DonnyDoris · 21/11/2024 17:04

well - actually yes pretty much, and i do realise this is not normal.I'm a people pleaser and I do generally make sure other people are happy above my own feelings

OP posts:
MeowCatPleaseMeowBack · 21/11/2024 17:05

Please stop pretending you're doing something nice by using them to prop up your unsustainable job while bitching about them. You're not a people pleaser but a user.

DonnyDoris · 21/11/2024 17:08

MeowCatPleaseMeowBack · 21/11/2024 17:05

Please stop pretending you're doing something nice by using them to prop up your unsustainable job while bitching about them. You're not a people pleaser but a user.

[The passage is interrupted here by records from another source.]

PR #10900, opened 2019-12-20
Print Babel config

### LINKED ISSUE #10617: RFC: Print Babel Configuration
## Introduction

This document aims to address the requirement of printing babel configuration. The concept of configuration and environment information is clarified. Two new config items are introduced.

There have been multiple issues requesting this feature (#2960, #6856, #10538), of which we shall agree on the popularity and value.

There are two PRs (#4806, #7201) implementing this feature. Both of them were stale due to inactivity or lack of consensus. The scope of #4806 and #7201 are slightly different: the former prints the _resolved configuration_ while the latter prints the config items `plugins` and `presets`. Note that both of them prints babel plugin versions, which should be part of environment information.

Before we propose a solution, we should first clarify the concept of babel configuration and environment information.

## Concept

__Babel Configuration__ is a specific file content and/or user-supplied JavaScript object. Here is an example list: 1) contents of `.babelrc`, 2) contens of `babel` field in `package.json` and 3) the `opt` argument of `babel.transform(code, opt)`. `@babel/core` will process this  configuration lists and merge them into a __resolved configuration__.

__Environment Information__ is an umbrella term includes but is not limited to: versions of the OS, `node`, `npm`; versions of `babel` and its plugins/presets; versions of monorepo tools `lerna`, `yarn workspace`. A list of environment information is required in Babel's bug template to convey the context of this issue.

## Scope

Printing Environment Information is orthogonal to Babel and thus should not be implemented in `@babel/cli`. We have proposed a [`babel` preset](https://github.com/tabrindle/envinfo/pull/126) for `envinfo` and we expect it will soon be installed to issue templates.

In this document we will only address printing babel configs.

## Solution

Add a new config item: `showConfig: boolean`. Its default value is `false`.

This boolean option is an opt-in switch to output configs. The alternative environment variable is considered to use only when `@babel/core` is a transitive dependency or the configuration is not controlled by end user. 

Add a new config item: `showConfigForPath: string`. If it is not specified and `BABEL_SHOW_CONFIG_FOR_PATH` environment variable exists, set `showConfigForPath` to be its value. If this value is not nullish, it will imply that `showConfig` is `true`. When `showConfig` is specified, its default value is assigned from the `filename` transform option.

This option is used to eliminate the ambiguity of configuration chain when multiple babel configurations exist in different paths. Instead of printing all configurations which may be irrelevant, only applicable config with respect to `showConfigForPath` will be printed.

A new `@babel/cli` options `--show-config` is added. Note that `--show-config-for-path` is redundant as it can be inferred from the `path` argument.

When multiple paths are passed in `@babel/cli`, only the first one will be respected.

### Procedure
When loading configuration:

<pre>
if `showConfig` is `true`, compare `options.filename` with `showConfigForPath`:
  if it does not match, continue;
  else 
   a) serialize the applicable configuration descriptor
   b) print to stdout
   c) terminate the process with code 1
</pre>

The last step ensures that 
- the configuration would not be overwhelmed by other logs
- debug feedback is faster than running through the whole process.

### Using `@babel/cli`
```shell
babel src/foo.js --show-config --plugins=@babel/proposal-class-properties,@babel/transform-class
```
Example output:
```
// cli config
{
  "plugins": [
    "@babel/transform-class"
  ],
  "showConfig": true
}

// babel config ./src/.babelrc
{
  "plugins": [
    "lodash"
  ]
}

// babel config ./babel.config.cjs (serialized)
{
  "presets": [
    ["@babel/preset-env", { useBuiltIns: true }]
  ],
  "overrides": [
    { "test": "./src/foo.js", "compact": true }
  ]
}

// babel config ./package.json#babel
{
  "babelrcRoots": [
    ".",
    "./src/*"
  ]
}
```

### Using `webpack` and `babel-loader`

```shell=bash
BABEL_SHOW_CONFIG_FOR_PATH="./src/app.jsx" webpack --config webpack.config.js
```
Example output:
```
// user supplied config (serialized)
{
  "sourceMaps": "inline"
}

// babel config ./babel.config.cjs
{
  "presets": ["@babel/react"]
}
```

### Using `create-react-app`

```shell=bash
BABEL_SHOW_CONFIG_FOR_PATH="./src/app.jsx" react-scripts build
```
Example output:
```
// user supplied config (serialized)
{
  ... babel configuration injected by CRA
}

// babel config ./src/.babelrc.js (serialized)
{
  "plugins": [
    "lodash"
  ]
}
```

### static (.babelrc, babel.config.json, package.json#babel)

The static configuration is JSON format, therefore the config we get is a plain object, it is straightforward to stringify it back and output to console.

### dynamic (babel.config.js, babel.config.cjs, .babelrc.js, .babelrc.cjs)

The configuration object is produced from `require`ing CommonJS module before processing config items.

Serializing this object with customized JSON replacer `replace(key, value)`:

If `key` is `plugins` or `presets`, for every array item, check by `item`, `item.name`, `item[0].name` for plugin/preset name

Otherwise if `value` is of function type, omit this property

Mark the output as `serialized` as it may be different from the original dynamic config.

## Questions

Q: Should we support `--show-merged-config` flag to output a _merged_ JSON configuration?

A: Would be good to include it in next phase. It should help reasoning about the ignore/include config items.

Q: Should we print the resolved presets config? (`presets: ["@babel/env"]` vs `plugins: [...]`)

A: Not prioritized. It doesn't help on plugin ordering issues and it makes printed result more verbose.

Q: Should we print the _extended_ config item? i.e. `extends: "babel-preset-foo"`

A: Not prioritized. I don't think it is popular.

## Prior Art
This document is inspired from the following prior arts.

TypeScript Compiler `tsc` has a `--showConfig` option. It prints the merged configuration from the contents of `tsconfig.json` and default configs.
```
$ tsc --showConfig foo.ts

{
    "compilerOptions": {},
    "files": [
        "./foo.ts"
    ]
}
```

`npm` has a subcommand `npm config list`. It lists a chain of applicable configs with respect to current working directory.
```
$ npm config list

; cli configs
metrics-registry = "https://registry.npmjs.org/"

; userconfig /Users/foo/.npmrc
tag-version-prefix = ""

; globalconfig /usr/local/etc/npmrc
sign-git-tag = true
```

rajasekarm:
| Fixed Issues?            | Fixes #10617 
| Patch: Bug Fix?          |
| Major: Breaking Change?  |
| Minor: New Feature?      |
| Documentation PR Link    | 
| Any Dependency Changes?  |

### Through CLI
- [x] Add showConfig flag in babel-cli
- [x] Expose babelrc config from loadconfig
- [ ] Print config for babel/cli, babelrc, package.json, 
- [ ] If path is a file, print and exit, If path is a dir print for first file and exit.

###  Through webpack and babel-loader
- [ ] Print config if BABEL_SHOW_CONFIG_FOR_PATH env is available

### DIFF
--- a/packages/babel-cli/src/babel/dir.js
+++ b/packages/babel-cli/src/babel/dir.js
@@ -47,15 +47,16 @@ export default async function({
     const dest = getDest(relative, base);
 
     try {
-      const res = await util.compile(
-        src,
-        defaults(
-          {
-            sourceFileName: slash(path.relative(dest + "/..", src)),
-          },
-          babelOptions,
-        ),
+      const opts = defaults(
+        {
+          sourceFileName: slash(path.relative(dest + "/..", src)),
+        },
+        babelOptions,
       );
+      if (!print) {
+        opts.showConfig = false;
+      }
+      const res = await util.compile(src, opts);
 
       if (!res) return FILE_TYPE.IGNORED;
 
@@ -96,8 +97,12 @@ export default async function({
     return path.join(cliOptions.outDir, filename);
   }
 
-  async function handleFile(src: string, base: string): Promise<boolean> {
-    const written = await write(src, base);
+  async function handleFile(
+    src: string,
+    base: string,
+    print: boolean,
+  ): Promise<boolean> {
+    const written = await write(src, base, print);
 
     if (
       (cliOptions.copyFiles && written === FILE_TYPE.NON_COMPILABLE) ||
@@ -122,17 +127,19 @@ export default async function({
       let count = 0;
 
       const files = util.readdir(dirname, cliOptions.includeDotfiles);
+      let print = true;
       for (const filename of files) {
         const src = path.join(dirname, filename);
 
-        const written = await handleFile(src, dirname);
+        const written = await handleFile(src, dirname, print);
         if (written) count += 1;
+        print = false;
       }
 
       return count;
     } else {
       const filename = filenameOrDir;
-      const written = await handleFile(filename, path.dirname(filename));
+      const written = await handleFile(filename, path.dirname(filename), true);
 
       return written ? 1 : 0;
     }
--- a/packages/babel-cli/src/babel/file.js
+++ b/packages/babel-cli/src/babel/file.js
@@ -164,7 +164,7 @@ export default async function({
         _filenames.push(filename);
       }
     });
-
+    let print = true;
     const results = await Promise.all(
       _filenames.map(async function(filename: string): Promise<Object> {
         let sourceFilename = filename;
@@ -175,7 +175,10 @@ export default async function({
           );
         }
         sourceFilename = slash(sourceFilename);
-
+        if (!print) {
+          babelOptions.showConfig = false;
+        }
+        print = false;
         try {
           return await util.compile(
             filename,
--- a/packages/babel-cli/src/babel/options.js
+++ b/packages/babel-cli/src/babel/options.js
@@ -169,6 +169,7 @@ commander.option(
   "--copy-ignored",
   "Include ignored files when copying non-compilable files.",
 );
+commander.option("--show-config", "show config");
 
 commander.version(pkg.version + " (@babel/core " + version + ")");
 commander.usage("[options] <files ...>");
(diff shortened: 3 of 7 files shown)


kaicataldo:
Wow, I remember this being discussed years ago. Thanks for working on this!

rajasekarm:
Waiting for this PR to be merged. https://github.com/babel/babel/pull/10507

JLHwung:
@rajasekarm Can you rebase on upstream master? #10507 has been merged.

rajasekarm:
Yeah, I've rebased it. It's in my local. I'll push with the new changes shortly.

rajasekarm:
Closing this PR and opened https://github.com/babel/babel/pull/11018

I'm not pretending anything and i'm not a user

OP posts:
BerylSnow · 21/11/2024 17:10

DonnyDoris · 21/11/2024 16:49

I'd love to do this -in my head there are lots of narratives. Sadly, i'm far too restrained / polite / weak to actually voice them

So, what's your plan, then?

LeonoraCazalet · 21/11/2024 17:12

Why would you put yourselves through this?

MeowCatPleaseMeowBack · 21/11/2024 17:12

DonnyDoris · 21/11/2024 17:08

I'm not pretending anything and i'm not a user

Yes you are. You keep banging on about how you're too nice to disappoint them when the truth is you couldn't manage your life without them. User.